Christian Missionary Fellowship International
- Founded: 1949
- Founder: O.D. "Pat" Johnson
- Type: 501(c)(3) religious non-profit corporation under the laws of the State of Indiana, US.
- Focus: Transforming lives and communities
- Location: Indianapolis, Indiana, US, 5525 E. 82nd Street (Mission Service Center);
- Region served: 27 countries
- Method: Transformational impact through church planting, serving the urban poor, international campus ministry, international development, and marketplace ministry.
- Key people: Dr. Kevin (Kip) Lines (Executive Director)
- Website: www.cmfi.org

= Christian Missionary Fellowship International =

Christian organization

Christian Missionary Fellowship International (CMFI or CMF International) is a non-denominational, non-profit, Christian organization that sends out missionaries and partners with Christian ministries around the globe. Based in Indianapolis, CMF has missionaries and ministry partners in more than 25 countries. The purpose of CMFI is to transform lives and communities through church planting, serving the urban poor, international campus ministry, international development, and marketplace ministry.

==History==
CMFI began in 1946 after Christian missionary O.D. "Pat" Johnson traveled to India.
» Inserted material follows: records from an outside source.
PR #3068, opened 2020-05-06
chore: add section layout to the website

khamudom:
# Description
Currently, we just have a blank page, so I created some placeholder sections for the components, by adding, header, section, and footer.

## Issue type checklist

- [x] **Chore**: A change that does not impact distributed packages.
- [ ] **Bug fix**: A change that fixes an issue, link to the issue above.
- [ ] **New feature**: A change that adds functionality.

**Is this a breaking change?**
- [ ] This change causes current functionality to break.

## Process & policy checklist

- [ ] I have added tests for my changes.
- [x] I have tested my changes.
- [ ] I have updated the project documentation to reflect my changes.
- [x] I have read the [CONTRIBUTING](https://github.com/Microsoft/fast-dna/blob/master/CONTRIBUTING.md) documentation and followed the [standards](https://www.fast.design/docs/en/contributing/standards) for this project.

PR #3070, opened 2020-05-06
feat: create section-header component for marketing site

khamudom:
# Description
This component is used in the hero section and in every other section down the page.

image

The templates consist of one default slot and three named slots (`badge`, `body` and `action`)

## Issue type checklist

## Process & policy checklist

### DIFF
--- a/sites/fast-website/src/app/components/section-header/section-header.template.ts
+++ b/sites/fast-website/src/app/components/section-header/section-header.template.ts
@@ -4,7 +4,7 @@ import { SectionHeader } from "./section-header";
 export const SectionHeaderTemplate = html<SectionHeader>`
     <template>
         <slot></slot>
-        <slot name="subheading"></slot>
+        <slot name="badge"></slot>
         <slot name="body"></slot>
         <slot name="action"></slot>
     </template>
--- a/sites/fast-website/src/app/components/section-header/section-header.template.ts
+++ b/sites/fast-website/src/app/components/section-header/section-header.template.ts
@@ -3,8 +3,8 @@ import { SectionHeader } from "./section-header";
 
 export const SectionHeaderTemplate = html<SectionHeader>`
     <template>
-        <slot></slot>
         <slot name="badge"></slot>
+        <slot></slot>
         <slot name="body"></slot>
         <slot name="action"></slot>
     </template>
--- a/sites/fast-website/src/app/components/section-header/section-header.template.ts
+++ b/sites/fast-website/src/app/components/section-header/section-header.template.ts
@@ -4,8 +4,8 @@ import { SectionHeader } from "./section-header";
 export const SectionHeaderTemplate = html<SectionHeader>`
     <template>
         <slot name="heading"></slot>
-        <h1 part="short">${x => x.short}</h1>
-        <p part="body" class="body">${x => x.body}</p>
+        <p part="short">${x => x.short}</p>
+        <p part="body">${x => x.body}</p>
         <slot name="button"></slot>
     </template>
 `;
--- a/sites/fast-website/src/app/components/section-header/section-header.template.ts
+++ b/sites/fast-website/src/app/components/section-header/section-header.template.ts
@@ -1,0 +1,11 @@
+import { html } from "@microsoft/fast-element";
+import { SectionHeader } from "./section-header";
+
+export const SectionHeaderTemplate = html<SectionHeader>`
+    <div>
+        <h5 part="h5">${x => x.title}</h5>
+        <h1>${x => x.subTitle}</h1>
+        <p>${x => x.description}</p>
+        <slot name="button"></slot>
+    </div>
+`;
--- a/sites/fast-website/src/app/components/section-header/section-header.template.ts
+++ b/sites/fast-website/src/app/components/section-header/section-header.template.ts
@@ -3,9 +3,9 @@ import { SectionHeader } from "./section-header";
 
 export const SectionHeaderTemplate = html<SectionHeader>`
     <div>
-        <h5 part="h5">${x => x.title}</h5>
-        <h1>${x => x.subTitle}</h1>
-        <p>${x => x.description}</p>
+        <h5 part="title">${x => x.title}</h5>
+        <h1 part="sub-title">${x => x.subTitle}</h1>
+        <p part="description">${x => x.description}</p>
         <slot name="button"></slot>
     </div>
 `;
--- a/sites/fast-website/src/app/components/section-header/section-header.template.ts
+++ b/sites/fast-website/src/app/components/section-header/section-header.template.ts
@@ -3,9 +3,9 @@ import { SectionHeader } from "./section-header";
 
 export const SectionHeaderTemplate = html<SectionHeader>`
     <template>
-        <slot name="heading"></slot>
-        <p part="short">${x => x.short}</p>
-        <p part="body">${x => x.body}</p>
-        <slot name="button"></slot>
+        <slot></slot>
+        <slot name="subheading"></slot>
+        <slot name="body"></slot>
+        <slot name="action"></slot>
     </template>
 `;
--- a/sites/fast-website/src/app/components/section-header/section-header.template.ts
+++ b/sites/fast-website/src/app/components/section-header/section-header.template.ts
@@ -2,10 +2,10 @@ import { html } from "@microsoft/fast-element";
 import { SectionHeader } from "./section-header";
 
 export const SectionHeaderTemplate = html<SectionHeader>`
-    <div>
-        <h5 part="title">${x => x.title}</h5>
-        <h1 part="sub-title">${x => x.subTitle}</h1>
-        <p part="description">${x => x.description}</p>
+    <template>
+        <slot name="heading"></slot>
+        <h1 part="short">${x => x.short}</h1>
+        <p part="body" class="body">${x => x.body}</p>
         <slot name="button"></slot>
-    </div>
+    </template>
 `;
--- a/sites/fast-website/src/public/index.html
+++ b/sites/fast-website/src/public/index.html
@@ -108,16 +108,5 @@
         <!-- footer:end -->
       </div>
     </fast-design-system-provider>
-
-    <style>
-      fast-section-header h5 {
-        margin: 0;
-      }
-      fast-section-header::part(short) {
-        font-size: 46px;
-        line-height: 50px;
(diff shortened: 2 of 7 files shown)


sites/fast-website/src/public/index.html
```diff
@@ -9,6 +9,24 @@
...
+    <style>
+      fast-section-header h5 {
+        margin: 0;
+      }
+      fast-section-header::part(short) {
+        font-size: 46px;
+        line-height: 50px;
+        margin: 0;
+      }
+    </style>
```
chrisdholt, line 30: @radium-v @eljefe223 This is likely going to get fairly convoluted fairly quickly. Would it make sense to add storybook as a dev dependency so we can develop these in isolation more efficiently? It seems like some of these controls may have different states or variations and that might be difficult to keep track of in a monolithic html file over time. Just a thought.

sites/fast-website/src/app/components/section-header/section-header.template.ts
```diff
@@ -0,0 +1,11 @@
+import { html } from "@microsoft/fast-element";
+import { SectionHeader } from "./section-header";
+
+export const SectionHeaderTemplate = html<SectionHeader>`
+    <template>
+        <slot name="heading"></slot>
+        <p part="short">${x => x.short}</p>
```
chrisdholt, line 7: What is "short"?

sites/fast-website/src/app/components/section-header/section-header.template.ts
```diff
@@ -0,0 +1,11 @@
...
+        <p part="body">${x => x.body}</p>
```
chrisdholt, line 8: How is this different than "short"? Should this be a slot?

sites/fast-website/src/app/components/section-header/section-header.template.ts
```diff
@@ -0,0 +1,11 @@
+import { html } from "@microsoft/fast-element";
+import { SectionHeader } from "./section-header";
+
+export const SectionHeaderTemplate = html<SectionHeader>`
+    <template>
```
chrisdholt, line 5: Should this control have a default slot?

sites/fast-website/src/app/components/section-header/section-header.template.ts
khamudom: "short" is the attribute name @bheston had suggested. Another attribute we can also use  "summary" or "sub-header", if short is confusing. It is a new word for me too.

chrisdholt: I don't see short as being intuitive for this. It doesn't appear to be a sub header either. This seems to be kind-of "badging" the section, though it doesn't map directly to the badge guidance. It appears to be a 1:1 from a visual standpoint from what I can see.

sites/fast-website/src/app/components/section-header/section-header.template.ts
khamudom: The "body" is the "description" on this particular component. I am ok with making it a slot. This element looks to be the same whether used as a hero section or a page section, that was the reason I didn't initially go with a slot.

chrisdholt, line 8: Are we going to add styles for the body here? We'll want to add and target a class if so.

sites/fast-website/src/app/components/section-header/section-header.template.ts
khamudom: Since this text changes in size base where it is used, making it a slot does make sense.

chrisdholt: Sorry, for clarity - every slot here is named. Is there a default slot for the control? I might make the heading the default slot for the control as I could foresee adding sections that do not have body copy.

sites/fast-website/src/public/index.html
radium-v: There's an added stylesheet in #3068 and I plan on adding support for CSS splitting to the webpack build, so these style chunks can sit with their respective components.

chrisdholt: Should each component utilize the existing patterns we have in `fast-components`? We've built-in some fairly good performance optimizations there and we can leverage the actual typography as well. Super simple example: https://github.com/microsoft/fast-dna/tree/master/packages/web-components/fast-components/src/card

sites/fast-website/src/public/index.html
```diff
@@ -9,6 +9,24 @@
     <fast-design-system-provider use-defaults>
       <fast-button>Hello, World!</fast-button>
       <gradient-picker>stub</gradient-picker>
+      <fast-section-header
+        short="Features & Utilities"
+        body="At id vitae iaculis volutpat laoreet. Massa ut scelerisque ut ac, in aliquam odio. Semper sagittis blandit in sed turpis lorem at diam iaculis."
+      >
+        <h5 slot="heading">A COMPREHENSIVE TOOLKIT</h5>
```
radium-v, line 16: All-uppercase text should be Title Case in the markup and use `text-transform: uppercase`

sites/fast-website/src/app/components/section-header/section-header.template.ts
khamudom: That makes sense. I will add a default slot

sites/fast-website/src/app/components/section-header/section-header.template.ts
radium-v: I'd call this a `subheading`

sites/fast-website/src/public/index.html
chrisdholt: I might go further and suggest not using text transform in CSS at all due to the potential issues with localization in certain languages. Our principle has typically been that we don't transform text and we rely on the string itself.

sites/fast-website/src/app/components/section-header/section-header.template.ts
chrisdholt: My primary thought is that this appears to be a direct use of our Badge component. We should consider a slot here if that's the case. It may not be super intuitive since this visually precedes the heading. While that's solvable with CSS, I do wonder if it's intuitive to a user that want's to target that.

sites/fast-website/src/app/components/section-header/section-header.template.ts
chrisdholt: Not prescriptive here, just asking the questions :)

sites/fast-website/src/app/components/section-header/section-header.template.ts
EisenbergEffect: I think a named slot of "subheading" would be better than an attribute as it would allow the semantic content to remain in the light dom. You can then use the `::slotted` selector to target the slot and provide the styling you want.

sites/fast-website/src/app/components/section-header/section-header.template.ts
EisenbergEffect: Also, should be a slot for the same reason as above if possible.

sites/fast-website/src/app/components/section-header/section-header.template.ts
khamudom: yeah, I've updated to remove all attributes and will just have name slots and one default slot.

sites/fast-website/src/public/index.html
eljefe223: They definitely should follow the existing patterns.

sites/fast-website/src/public/index.html
```diff
@@ -76,7 +94,10 @@
 
         <section class="section">
           <div class="section-content">
-            Page section header
+            <fast-section-header>
+              <h5>LEARN, MODIFY AND FOLLOW</h5>
+              <h1 slot="subheading">Join the community</h1>
```
chrisdholt, line 99: These are definitely not h1's as an FYI. We'll want to make sure that the source is semantic and follows a logical outline.

chrisdholt: I think these are actually going to be something like a "badge"...I think.

sites/fast-website/src/public/index.html
```diff
@@ -25,14 +25,24 @@
...
           </div>
         </section>
         <!-- hero-section:end -->
 
         <section class="section">
           <div class="section-content">
-            Page section header
+            <fast-section-header>
+              <h5>FLEXIBLE AND ADAPTABLE</h5>
+              <h1 slot="badge">One component, many faces</h1>
```
chrisdholt, line 42: Can you pass the badge component here - or change this from being an h1?

eljefe223:
Don't want to drag this PR out but I think the slot naming is confusing I propose this:
image

chrisdholt:
> Don't want to drag this PR out but I think the slot naming is confusing I propose this:
> image

@eljefe223 is the proposal for everything to have a slot?

eljefe223:
> > Don't want to drag this PR out but I think the slot naming is confusing I propose this:
> > image
> 
> @eljefe223 is the proposal for everything to have a slot?

That's how it is currently. But the slots name don't match what I would expect them to do. Specifically the default slot being the top smaller heading and the badge slot being the large heading.

chrisdholt:
> > > Don't want to drag this PR out but I think the slot naming is confusing I propose this:
> > > image
> > 
> > 
> > @eljefe223 is the proposal for everything to have a slot?
> 
> That's how it is currently. But the slots name don't match what I would expect them to do. Specifically the default slot being the top smaller heading and the badge slot being the large heading.

Yeah in order I would say taking the visual:

named slots:
- badge
- body
- action

Default would be for Heading.

eljefe223:
> > > > Don't want to drag this PR out but I think the slot naming is confusing I propose this:
> > > > image
> > > 
> > > 
> > > @eljefe223 is the proposal for everything to have a slot?
> > 
> > 
> > That's how it is currently. But the slots name don't match what I would expect them to do. Specifically the default slot being the top smaller heading and the badge slot being the large heading.
> 
> My thought is that we have the following named slots:
> 
> * badge
> * body
> * action
> 
> Default slot would be for Heading.

This also works

sites/fast-website/src/public/index.html
khamudom: updated to be use badge

sites/fast-website/src/public/index.html
khamudom: updated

During his time there he began to brainstorm different ideas for missionary relations with the countries and communities in which missionaries are stationed. When he arrived back in America, Johnson contacted Christian leaders around the nation to come up with different strategies for the mission's work. In 1949 CMFI was founded at Manhattan Bible College in Kansas. During the course of its first year, CMFI sent missionary families into India. During the 1960s CMFI expanded and teams of missionaries began to penetrate countries like Ethiopia and Brazil. In the 1970s and 1980s CMFI had missionaries operating in Kenya, Mexico, Tanzania, Chile, and England. By the next decade teams were also working in Singapore, Benin, Thailand, Ukraine, and the Ivory Coast as were intercultural groups within the United States.
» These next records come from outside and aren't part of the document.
PR #3081, opened 2020-05-07
chore: add fast-website to the yarn and lerna workspaces

radium-v:
# Description

This PR adds the new `fast-website` and its `devDependencies` to the Yarn and Lerna workspaces.

## Motivation & context
Since we're temporarily using ultra-new additions from within the repo, we want to make sure our node_modules are pointing to the local neighbor instead of downloading the package independently.

## Issue type checklist

## Process & policy checklist

### DIFF
--- a/lerna.json
+++ b/lerna.json
@@ -3,7 +3,8 @@
     "packages/**/*",
     "sites/fast-color-explorer",
     "sites/fast-component-explorer",
-    "sites/fast-creator"
+    "sites/fast-creator",
+    "sites/fast-website"
   ],
   "version": "independent",
   "npmClient": "yarn",
--- a/package.json
+++ b/package.json
@@ -9,7 +9,7 @@
   "license": "MIT",
   "private": true,
   "workspaces": {
-    "packages": ["packages/**/*", "sites/fast-color-explorer", "sites/fast-component-explorer", "sites/fast-creator", "sites/site-utilities"],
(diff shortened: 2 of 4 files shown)


radium-v:
I wasn't sure if commits from master should be rebased or done with a merge commit. I can force-push to redo it if a merge is desired over a rebase.

EisenbergEffect:
I think we're going to squash merge these in the end, so it may not matter as much. Anyone have opinions on this? /cc @nicholasrice @chrisdholt

janechu:
I've been maintaining my own feature branches and just rebasing master and force pushing them every once in a while to keep the history clean, then when the feature branch gets merged i temporarily enable a rebase with master to preserve commit history. This gets a little murkier when multiple contributors are on a branch so I'm not necessarily advocating for that here. However we shouldn't have these commits in the PR, it makes reviewing difficult. I do think that preserving commit history would be nice.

There is a CMFI presence in 23 countries and around 183 missionaries are in the field.

==Programs==

===Reach===
Reach is a summer internship program designed by CMFI for college-age students who want to experience missions work over a period of 2–3 months.

===CHE===
Community Health and Evangelism (CHE) is a program that CMFI uses in poor urban and village communities to combine public health improvements and evangelism work. The program is designed to teach members of poor communities about the gospel and about basic sanitation and health promotion.

===Globalscope===
Along with Reach, CMFI has a program for international college campuses called Globalscope. The main purpose of Globalscope is to provide a campus ministry for college students to come to for bible studies and discipleship. Globalscope ministries operate in Brisbane, Montevideo, Santiago, Puebla, Bangkok, Salamanca, Birmingham, Edinburgh, Erlangen, Viña del Mar, València, Nottingham, Maastricht, and Tübingen.
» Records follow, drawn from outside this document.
Issue #3069, opened 2020-05-06
[Feature proposal] Add `orientation` attr to radio group component


chrisdholt:
This issue proposes adding an attribute of `orientation` to the API of `radio-group` to support common scenarios of having groups of radios which align horizontally as well as vertically.

I don't believe the list here is exhaustive, but below are a few design systems which expose an orientation for their radio group components:
- [Paste (Twilio)](https://paste.twilio.design/form-elements/radio-group/#horizontal-alignment)
- [Fluent UI](https://fluentsite.z22.web.core.windows.net/components/radio-group/definition?showCode=true&showRtl=false&showTransparent=false&showVariables=false#types-radio-group-vertical-example)
- [Andriod](https://developer.android.com/reference/android/widget/RadioGroup)
- [Veritas (Udacity)](https://veritas.udacity.design/#/Components/RadioGroup)

*NOTE: One of the above uses a boolean prop of `inline`.

## The case for adding an orientation attribute
**Ease of use**: Currently to change the orientation from vertically stacked to horizontally aligned a user would need to use their own CSS and target a part within the radio group component. I think this is OK and some of the design systems have examples which illustrate it. As a user, I could see how this might be convoluted or overly cumbersome compared to simply passing an attribute and having a CSS class added that takes care of this for me.

**Flexibility**: One of our principles for FAST is empowering developers through a flexible API and I believe this change supports that goal. While not exposing the attribute here, we are taking a prescriptive approach to the layout of this control. This leaves out some design systems and requires them to fend for themselves in implementing this. I would propose that adding this attr increases the flexibility of controls and allows all design systems to accomplish their goals in terms of "layout" within a radio group. If we do not include the attribute, teams need to extend our model to add their own support (and possibly our template if our suggested approach to adding classes is via the template). All that could be avoided by simply broadening the API to account for this.

**Why `orientation` as opposed to another name?**: I'm not opposed to using another name in place of orientation. Several other controls already include an `orientation` attribute, so there is precedence for the naming here. Additionally, orientation-like language is often used by the design systems which implement this behavior (horizontal/vertical). This would map 1:1 with other controls which have different visual orientations.

[...]

PR #3082, opened 2020-05-07
feat: add vertical and horizontal orientation for radio-group

marjonlynch:
# Description
In response to #3069 adding the orientation attribute to fast-radio-group to allow for vertical orientation and a default of horizontal.

## Motivation & context

Motivation described in proposal #3069.

## Issue type checklist

## Process & policy checklist

### DIFF
--- a/packages/web-components/fast-components/src/radio-group/fixtures/base.html
+++ b/packages/web-components/fast-components/src/radio-group/fixtures/base.html
@@ -10,6 +10,15 @@
         </fast-radio-group>
     </div>
 
+    <div>
+        <fast-radio-group orientation="vertical" name="Bourbon">
+            <label slot="label">Bourbon</label>
+            <fast-radio value="elijahcraig">Elijah Craig</fast-radio>
+            <fast-radio value="woodford">Woodford Reserve</fast-radio>
+            <fast-radio value="elmerlee">Elmer T Lee</fast-radio>
+        </fast-radio-group>
+    </div>
+
     <div style="display: flex; flex-direction: column;margin-top: 12px;">
         <fast-radio-group name="players">
             <label slot="label">Best basketball players</label>
--- a/packages/web-components/fast-components/src/radio-group/fixtures/base.html
+++ b/packages/web-components/fast-components/src/radio-group/fixtures/base.html
@@ -11,11 +11,12 @@
     </div>
 
     <div>
-        <fast-radio-group orientation="vertical" name="Bourbon">
-            <label slot="label">Bourbon</label>
-            <fast-radio value="elijahcraig">Elijah Craig</fast-radio>
-            <fast-radio value="woodford">Woodford Reserve</fast-radio>
-            <fast-radio value="elmerlee">Elmer T Lee</fast-radio>
+        <fast-radio-group orientation="vertical" name="trees">
+            <label slot="label">Trees</label>
+            <fast-radio value="fir">Fir</fast-radio>
+            <fast-radio value="juniper">Juniper</fast-radio>
+            <fast-radio value="hemlock">Hemlock</fast-radio>
+            <fast-radio value="pine">Pine</fast-radio>
         </fast-radio-group>
     </div>
 
--- a/packages/web-components/fast-components/src/radio-group/radio-group.styles.ts
+++ b/packages/web-components/fast-components/src/radio-group/radio-group.styles.ts
@@ -7,9 +7,14 @@ export const RadioGroupStyles = css`
         margin: calc(var(--design-unit) * 1px) 0;
         flex-direction: column;
     }
-
     .positioning-region {
         display: flex;
         flex-wrap: wrap;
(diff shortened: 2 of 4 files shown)


packages/web-components/fast-components/src/radio-group/radio-group.ts
```diff
@@ -8,6 +8,11 @@ import {
 } from "@microsoft/fast-web-utilities";
 import { RadioControl } from "../radio";
 
+export enum RadioOrientation {
```
janechu, line 11: Don't we have some kind of orientation enum in web-utilities?

packages/web-components/fast-components/src/radio-group/radio-group.template.ts
```diff
@@ -8,7 +8,13 @@ export const RadioGroupTemplate = html<RadioGroup>`
...
     >
         <slot name="label"></slot>
-        <div class="positioning-region" part="positioning-region">
+        <div
+            class="positioning-region ${x =>
+                x.orientation === RadioOrientation.horizontal
+                    ? "horizontal"
+                    : "vertical"}"
+            part="positioning-region"
+        >
```
chrisdholt, line 17: I think we'll want this class on the host element.

packages/web-components/fast-components/src/radio-group/fixtures/base.html
```diff
@@ -10,6 +10,15 @@ <h4>Defaults</h4>
         </fast-radio-group>
     </div>
 
+    <div>
+        <fast-radio-group orientation="vertical" name="Bourbon">
+            <label slot="label">Bourbon</label>
```
janechu, line 15: Not to be a literal buzz kill, but could we change this to a non-alcoholic drink or colors or something? :)

packages/web-components/fast-components/src/radio-group/radio-group.ts
EisenbergEffect: It would be nice to have a single Orientation used everywhere. If we don't have it, let's create that and use it here and in the other web components. Good call @janechu !

packages/web-components/fast-components/src/radio-group/radio-group.styles.ts
```diff
@@ -7,9 +7,14 @@ export const RadioGroupStyles = css`
...
     .positioning-region {
         display: flex;
         flex-wrap: wrap;
     }
+    .vertical {
+        flex-direction: column;
+    }
+    .horizontal {
+        flex-direction: row;
+    }
```
EisenbergEffect, line 19: Got to love the simplicity of this.

packages/web-components/fast-components/src/radio-group/radio-group.template.ts
marjonlynch: I can do that but it would potentially mess up the label slot

packages/web-components/fast-components/src/radio-group/radio-group.ts
marjonlynch: Yea I did mention this on another PR or in discord but I'm not sure if we do or not, I will use the one in web-utilities or make it if it doesn't exist

packages/web-components/fast-components/src/radio-group/fixtures/base.html
marjonlynch: O'douls it is

packages/web-components/fast-components/src/radio-group/radio-group.ts
marjonlynch: yea I don't see one or any existing module that makes sense to put it in.

marjonlynch: oh we do, it's in aria.ts, ooook

marjonlynch: done

packages/web-components/fast-components/src/radio-group/fixtures/base.html
marjonlynch: done, tree types

packages/web-components/fast-components/src/radio-group/radio-group.styles.ts
marjonlynch: done and done

packages/web-components/fast-components/src/radio-group/radio-group.template.ts
marjonlynch: I think if we have the label slot we don't necessarily want it to fall in the flex of the radios so the orientation is in a good place where it's at now. Unless you always want the label to be inline but in the horizontal (default) case that doesn't seem like what we'd want?

marjonlynch: going to resolve this, I don't see any objection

===Bi-vocational Ministry===
CMFI's Bi-vocational Ministry is specifically for sending missionaries with other vocations into countries that do not allow Christian missionaries to obtain visas. People who serve with the Bi-vocational Ministry have a traditional occupation or set of skills and the ability to act as a full-time missionary.

===Microfinancing===
Because of the poor economic conditions of many of the countries in which CMFI works, it also provides information on microfinance to the communities it serves. An example of this kind of ministry is with Hope International, with which CMFI partners. Usually a group from a poor or impoverished community will receive training in basic trades, bookkeeping and marketing. Each new business will receive a small loan to get it off the ground. Microfinancing plays a large role in CHE.

===AIDS/HIV crisis===
Because of the growing number of those afflicted with AIDS, CMFI, using the Community Health and Evangelism program, tries to raise awareness about this epidemic. The CHE program educates communities on how AIDS/HIV spreads and advocates abstinence as a prevention method. CMFI provides care for families who are suffering from this disease.